I took a walk-through of the gardens today, and they looked typically like they should in January, with a couple of green exceptions, due to the unseasonably warm weather we've had. Most things are naked and brown. Some are noticeably absent altogether. If it weren't for the plant markers, I wouldn't know where some of them are at all.
The tulips, daffodils, lilies, and alliums are deep in the cold, dark earth gathering strength for their burst of color in a few months. Some of them, like the tulips and daffodils, need the prolonged cold of winter to elicit the biochemical action that makes them bloom. When I'm lamenting that I can't grow tropicals outside year-round here, the Floridians are wishing they could grow tulips the same way.
When everything's green and lush and pretty, you can't see most of my plant markers. I don't want them to be conspicuous, so I tuck them in out of the way, but I want them to be available so if I forget what the cultivar is, I have it right there. I tried the copper markers first, but last winter taught me that those aren't very lasting. The copper doesn't deteriorate so much, but they don't stay wrapped around the frame very well. I was constantly looking for wayward labels and reattaching them.
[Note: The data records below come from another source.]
PR #260, opened 2020-11-07
Update framework builders to use Windows-Server bot.

godofredoc:
This is to use the same images for all the windows bots and make
efficient use of capacity.

Bug: https://github.com/flutter/flutter/issues/68056


godofredoc:
Landing as TBR to minimize the impact during working hours.

PR #263, opened 2020-11-12
Remove x64 dimension.

godofredoc:
Adding this dimension by default is not needed and it is preventing the
devicelab staging tasks from finding the correct bots.

Bug:
   https://github.com/flutter/flutter/issues/70258


keyonghan (approved):
LGTM

PR #266, opened 2020-11-13
Do not block recipes on web_tool_tests.

godofredoc:
These tests are still failing and currently they are blocking landing
recipes changes and recipe dep rolls.


keyonghan (approved):
LGTM

PR #276, opened 2020-11-18
Upload DeviceLab metrics on master

CaseyHillers:
# Issues

https://github.com/flutter/flutter/issues/66191


config/devicelab_config.star
```diff
@@ -216,6 +216,7 @@ def devicelab_prod_config(branch, version, ref):
         properties = {
             "dependencies": [{"dependency": "android_sdk"}, {"dependency": "chrome_and_driver"}],
             "task_name": "web_benchmarks_html",
+	    "upload_metric": branch == "master",
```
christopherfujino, line 219: How about:

```
UPLOAD_METRICS_CHANNELS = ("master",)
```

and then:

```
  "upload_metric": True if branch in UPLOAD_METRICS_CHANNELS else False
```

That way it's more clear what's going on, and then adding release branches is a simple update. WDYT?

CaseyHillers: Thanks, done!

christopherfujino (approved):
LGTM, thanks!

PR #277, opened 2020-11-18
Increase staging builders expiration_timeout to be 12 hours

keyonghan:
We are running all mac/linux devicelab tests in staging pool, but with 2 bots for each platform. The default 6 hours make it difficult to see whether all tests pass.

This PR increase the expiration_timeout to be 12 hours to have a better visibility.

### DIFF
--- a/config/lib/timeout.star
+++ b/config/lib/timeout.star
@@ -9,5 +9,7 @@ timeout = struct(
     MEDIUM = 60 * time.minute,
     LONG = 90 * time.minute,
     XL = 180 * time.minute,
+    # EXPIRATION is used to set builder expiration_timeout, which controls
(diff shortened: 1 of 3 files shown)


config/lib/timeout.star
```diff
@@ -9,4 +9,5 @@ timeout = struct(
     MEDIUM = 60 * time.minute,
     LONG = 90 * time.minute,
     XL = 180 * time.minute,
+    LONG_EXPIRATION = 12 * 60 * time.minute,
```
godofredoc, line 12: Can we add a comment explaining where these values are expected to be used?

keyonghan: Added.

godofredoc (approved):

PR #280, opened 2020-11-25
Add a test shard for flutter/plugins

amirh:
Run the flutter/plugins tests (configured in https://github.com/flutter/flutter/blob/2ceb371d214cfe9122c2aeec7625863b21a1e41c/dev/bots/test.dart#L148) on post-submit.

Note that I'm not at all familiar with this config format, I'm pretty much blindly following https://g3doc.corp.google.com/company/teams/flutter/luci/builders.md?cl=343188502. Specifically I was unsure about which dependencies to specify, this test needs Flutter, git, and pub on the machine, I'm assuming that's part of the default environment?

This is part of: https://github.com/flutter/flutter/issues/69309


amirh:
I don't really know what I'm doing here (the in-progress tutorial doesn't have much details on the steps for adding a configuration here), I got the following message on CI:

```
echo $SERVICE_ACCOUNT > service_account.json
lucicfg validate ./config/main.star -service-account-json service_account.json
[P58 05:03:21.074 generate.go:94 I] Generating configs...
Error: the following files need to be regenerated: luci/cr-buildbucket.cfg, luci/luci-milo.cfg, luci/luci-notify.cfg, luci/luci-scheduler.cfg.
  Run `lucicfg generate "./config/main.star"` to update them.
```

So I updated the PR with the results of `lucicfg generate "./config/main.star"`, let me know if that's not what I'm supposed to do.

christopherfujino:
> So I updated the PR with the results of `lucicfg generate "./config/main.star"`, let me know if that's not what I'm supposed to do.

This should work. I added a comment to the WIP doc CL to execute `$ ./config/main.star`, which will essentially do the same.

config/framework_config.star
```diff
@@ -344,6 +344,22 @@ def framework_prod_config(branch, version, testing_ref, release_ref):
             swarming.cache(name = "android_sdk", path = "android29"),
         ],
     )
+    common.linux_prod_builder(
+        name = "Linux%s flutter_plugins|fltplgns" % ("" if branch == "master" else " " + branch),
+        recipe = drone_recipe_name,
```
christopherfujino, line 349: i think this should be `new_recipe_name`.

config/framework_config.star
```diff
@@ -344,6 +344,22 @@ def framework_prod_config(branch, version, testing_ref, release_ref):
...
+        console_view_name = console_view_name,
+        triggered_by = [trigger_name],
+        triggering_policy = triggering_policy,
+        properties = {
+            "shard": "flutter_plugins",
+            "subshard": "analyze",
```
christopherfujino, line 355: You can delete this key. As per above, this will not be a sub-shard of another builder.

config/framework_config.star
christopherfujino: Ok, never mind. I'm guessing you want to schedule sub-builds because you plan to add more shards in the future?

config/framework_config.star
```diff
@@ -344,6 +344,22 @@ def framework_prod_config(branch, version, testing_ref, release_ref):
...
+            "dependencies": [],
+        },
+        caches = [
+            swarming.cache(name = "pub_cache", path = ".pub_cache"),
+            swarming.cache(name = "android_sdk", path = "android29"),
```
christopherfujino, line 360: I think either your shard requires andrroid sdk, in which case you should add it as a dependency, or it doesn't, in which case you should remove this cache directory.

config/framework_config.star
```diff
@@ -344,6 +344,22 @@ def framework_prod_config(branch, version, testing_ref, release_ref):
             swarming.cache(name = "android_sdk", path = "android29"),
         ],
     )
+    common.linux_prod_builder(
```
christopherfujino, line 347: i think you also want a try builder.

config/framework_config.star
amirh: I actually followed the tutorial and copy-pasted the configuration for a test with a single sub-shard.
I do see this getting more sub-shards eventually, but I had thought that when that happens I'll follow the tutorial and copy-paste a sample with multiple shards 😄 

If I understand the tutorial correctly, it says that the "drone" recipes are used for single shards?

config/framework_config.star
amirh: done

config/framework_config.star
amirh: done

amirh (commented):
Thanks, PTAL

config/framework_config.star
godofredoc: using the drone recipe works the best for a single shard.

godofredoc (approved):

PR #281, opened 2020-11-30
adding web drones which will be called from web engine code

nturgut:
This is for adding web engine drone builders.

These will be used from the web engine recipe, for sharding (which will eliminate the flakiness happening now on linux web engine) The related design doc: go/web-engine-recipe-drones

related: https://github.com/flutter/flutter/issues/71576

### DIFF
--- a/.vscode/settings.json
+++ b/.vscode/settings.json
@@ -1,5 +1,5 @@
 {
   "files.associations": {
-    "*.star": "python"
+    "*.star": "starlark"
   }
 }
--- a/config/engine_config.star
+++ b/config/engine_config.star
@@ -61,6 +61,7 @@ def engine_recipes(version):
         "femu_test",
         "engine/engine_metrics",
         "engine/scenarios",
+        "engine/web_engine_drone",
         "engine/web_engine_framework",
     ]
     for name in recipe_list:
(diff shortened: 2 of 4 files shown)


config/engine_config.star
```diff
@@ -235,6 +236,15 @@ def engine_prod_config(platform_args, branch, version, ref, fuchsia_ctl_version)
         priority = 30 if branch == "master" else 25,
         **platform_args["windows"]
     )
+    common.linux_prod_builder(
+        name = builder_name("Linux%s Web Drone|webdrn", branch),
```
yjbanov, line 240: I'm not well-versed in LUCI terminology, but I thought "drones" were subtasks of a "builder". If so, then calling the builder itself "Drone" (and "webdrn") may be confusing. Since this builder will contain all web shards, can we just call it "Web"?

yjbanov (approved):
LGTM if LGT @christopherfujino

config/engine_config.star
nturgut: I used the word drone since the other ones in the framework side are called. SDK drones.

nturgut: You can search for Drone in this file: https://github.com/flutter/infra/blob/509d65c6172f0434740b5423f182a17411aaa558/config/framework_config.star

yjbanov: SGTM then.

christopherfujino (approved):
LGTM

.vscode/settings.json
```diff
@@ -1,5 +1,5 @@
 {
   "files.associations": {
-    "*.star": "python"
+    "*.star": "starlark"
```
christopherfujino, line 3: was this intentional? I don't use vscode, so i have no preference, just curious

nturgut: Yes, the highlights and all other IDE help is better when we set for starlark :)

PR #282, opened 2020-12-03
Use ios for device_os instead of specific versions.

godofredoc:
This is to use the two devices we currently have in staging.


godofredoc:
Landing as TBR to start using the two staging devices.

PR #283, opened 2020-12-03
Increase timeouts for linux web engine builders to 90mins.

godofredoc:
These builders are very close to the time limit causing timeouts from time to time.


config/engine_config.star
```diff
@@ -214,6 +214,7 @@ def engine_prod_config(platform_args, branch, version, ref, fuchsia_ctl_version)
         triggered_by = [trigger_name],
         triggering_policy = triggering_policy,
         priority = 30 if branch == "master" else 25,
+        execution_timeout = timeout.LONG,
```
yjbanov, line 217: This is probably going to go away entirely when we switch to shards, but just in case it might be worth leaving a TODO.

yjbanov (approved):
lgtm

config/engine_config.star
yjbanov: I filed https://github.com/flutter/flutter/issues/71692

cbracken (approved):
Thanks!

nturgut:
@godofredoc I merged sharding recipe change. Looks like it's working without any issues for a few days now. Can we revert this PR?

godofredoc:
> @godofredoc I merged sharding recipe change. Looks like it's working without any issues for a few days now. Can we revert this PR?

Sound good to me, thanks!

PR #286, opened 2020-12-09
Update Xcode version on plugin_lint_mac builder

jmagman:
Add custom configurations for plugin_lint_mac to update Xcode version from 11a420a to 11e708.

Will hopefully allow this test to build macOS projects (there's something weird going on with the swift version shipped in that toolchain).

https://github.com/flutter/flutter/pull/71953


config/generated/flutter/luci/cr-buildbucket.cfg
```diff
@@ -9046,27 +9046,22 @@ buckets {
...
         cipd_version: "refs/heads/master"
-        properties_j: "$depot_tools/osx_sdk:{\"sdk_version\":\"11a420a\"}"
+        properties_j: "$depot_tools/osx_sdk:{\"sdk_version\":\"11E708\"}"
         properties_j: "$fuchsia/goma:{\"server\":\"rbe-prod1.endpoints.fuchsia-infra-goma-prod.cloud.goog\"}"
         properties_j: "$kitchen:{\"emulate_gce\":true}"
         properties_j: "$recipe_engine/isolated:{\"server\":\"https://isolateserver.appspot.com\"}"
         properties_j: "$recipe_engine/swarming:{\"server\":\"https://chromium-swarm.appspot.com\"}"
         properties_j: "clobber:false"
-        properties_j: "dependencies:[{\"dependency\":\"android_sdk\"},{\"dependency\":\"open_jdk\"},{\"dependency\":\"xcode\"},{\"dependency\":\"gems\"}]"
+        properties_j: "dependencies:[{\"dependency\":\"xcode\"},{\"dependency\":\"gems\"}]"
```
jmagman, line 9058: I don't think this test needs android_sdk or open_jdk.

godofredoc (approved):

config/framework_config.star
```diff
@@ -511,6 +511,22 @@ def framework_prod_config(branch, version, testing_ref, release_ref):
             swarming.cache(name = "android_sdk", path = "android29"),
         ],
     )
+    common.mac_prod_builder(
```
jmagman, line 514: Nothing else in this file has a `task_name` set, does it matter that dropped off?

config/generated/flutter/luci/cr-buildbucket.cfg
```diff
@@ -9046,27 +9046,22 @@ buckets {
       dimensions: "os:Mac-10.15"
       dimensions: "pool:luci.flutter.prod"
       recipe {
-        name: "devicelab/devicelab_drone_1_24_0"
+        name: "flutter/flutter_drone_1_24_0"
```
jmagman, line 9049: Does it matter this changed from `devicelab/devicelab_drone` to `flutter/flutter_drone`?

godofredoc: probably yes, the recipes are different if this is actually a devicelab test using the devicelab runner it should be on the devicelab_config.

config/framework_config.star
godofredoc: Taking a closer look this won't work. Flutter sdk configurations use the sharded test runner and it knows what to run based on shard and subshard. If this uses the devicelab runner then it needs the task name.

config/generated/flutter/luci/cr-buildbucket.cfg
jmagman: I'm confused, because it's not a devicelab test, it doesn't need an attached device.  It's currently running on every PR and in post-submit on LUCI builders.
https://ci.chromium.org/p/flutter/builders/prod/Mac%20plugin_lint_mac

config/framework_config.star
jmagman: But this one isn't sharded.

jmagman: Oh, are you talking about these shards?  This one isn't using that runner.

https://github.com/flutter/flutter/blob/4300226a50670cff49693dfa26a2d6844238718d/dev/bots/test.dart#L122-L134

jmagman: The task name here is "mac_plugin_lint_mac " which doesn't match the "plugin_lint_mac" once which was removed. https://github.com/flutter/flutter/blob/eed9835a165a6db563f33fc73a61cf2621519757/dev/try_builders.json#L282

godofredoc: The initial configurations(the ones being deleted) are in the correct place, we only need to add:

```
"$depot_tools/osx_sdk": {
                "sdk_version": "11E708",
            },
```
To its properties

config/generated/flutter/luci/cr-buildbucket.cfg
christopherfujino: Yeah, but it's running the devicelab recipe not because it runs in the devicelab, but because it uses the devicelab test runner (`//dev/devicelab/bin/run.dart`), whereas the framework recipe uses `//dev/bots/test.dart`.

jmagman: Yeah I got confused about WHICH runner:
> Oh, are you talking about these shards?  This one isn't using that runner.
> https://github.com/flutter/flutter/blob/4300226a50670cff49693dfa26a2d6844238718d/dev/bots/test.dart#L122-L134

https://github.com/flutter/infra/pull/286#discussion_r538999625

config/framework_config.star
jmagman: 🤦‍♀️  of course.  Thanks for pointing it out!

PR #287, opened 2020-12-09
Move ios_content_validation_test from staging devicelab to devicelab (host builder tests)

jmagman:
`ios_content_validation_test` doesn't need to run against a real device and can be moved from the devicelab to a LUCI builder like the other previous `hostonly_devicelab_tests` tests.

PR #262, opened 2020-11-11
Initial configuration for mac devicelab staging.

godofredoc:
This PR enables a mac devicelab test running on luci and using the
staging environment.

Bug:
  https://github.com/flutter/flutter/issues/70258

PR #288, opened 2020-12-10
Re-add ios_signing dependency to ios_content_validation_test

jmagman:
https://github.com/flutter/infra/pull/287 moved ios_content_validation_test from devicelab to luci builders.  It failed on a try build with `No valid code signing certificates were found`.  Re-add `ios_signing` dependency removed in that PR.

https://github.com/flutter/infra/pull/287#discussion_r539705796


jmagman:
@keyonghan I know this dependency was introduced for the devicelab staging in #262.  Will it also work in this config?

keyonghan:
> @keyonghan I know this dependency was introduced for the devicelab staging in #262. Will it also work in this config?

Does this test need a phone device? We do not have any bot with a device available in the prod pool at this moment.

jmagman:
> Does this test need a phone device? We do not have any bot with a device available in the prod pool at this moment.

No, it doesn't need a device, that's why I moved it in https://github.com/flutter/infra/pull/287.  It's archiving the app, which requires a provisioning profile.

config/devicelab_config.star
```diff
@@ -541,6 +541,9 @@ def devicelab_prod_config(branch, version, ref):
                 {
                     "dependency": "gems",
                 },
+                {
```
godofredoc, line 544: This dependency is only available in staging and not available yet for prod. The reason is signing will be only supported on devicelab_machines where we control the provisioning.

jmagman: Filed https://github.com/flutter/flutter/issues/72078

jmagman:
Closing, looks like this test can't be moved from `devicelab_machines`.

PR #2149, opened 2023-04-18
WCAG upgrade - Create test page for: Color (foreground/background)

BrahimMahadi:
This pull request includes a test page with working examples filled with lorem ipsum text for Utilities/helpers. More info can be found by referencing WET-319.


sites/footers/reports/a11y-1-en.hbs
duboisp, line 1: The propose change for this file need to be put in another PR (if that not already the case)

sites/footers/reports/a11y-1-fr.hbs
duboisp, line 1: The propose change for this file need to be put in another PR (if that not already the case)

sites/footers/reports/a11y-1.json
duboisp, line 1: The propose change for this file need to be put in another PR (if that not already the case)

duboisp (changes requested):
Here a quick review

* [ ] The site footer ACR would need to be removed from this PR. The easiest way to make this change will be to use a local git client to make the changes.
* [ ] Missing the French content equivalent page
* [ ] Missing the index.json-ld which will contains the metadata for this common component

This year, I got the vertical zinc-coated hairpin ones. They're better made and while they're a bit larger, I can still hide them among the foliage. I was able to find them at Organic Growers Supply for an economical price. I use my Dymo Label Maker to make the labels and stick those on the face of the marker.
Seeing all the plant markers standing at attention reminded me of the cemetery down the road. Oriental Lily 'Muscadet' is buried here. The 'Ice Stick' Tulips are there. Just as the plants and bulbs are resting and waiting for the day when their creator will awaken them to shine in all their glorious beauty, we too have faith that we will be raised one day and live in God's Eternal Garden of Eden.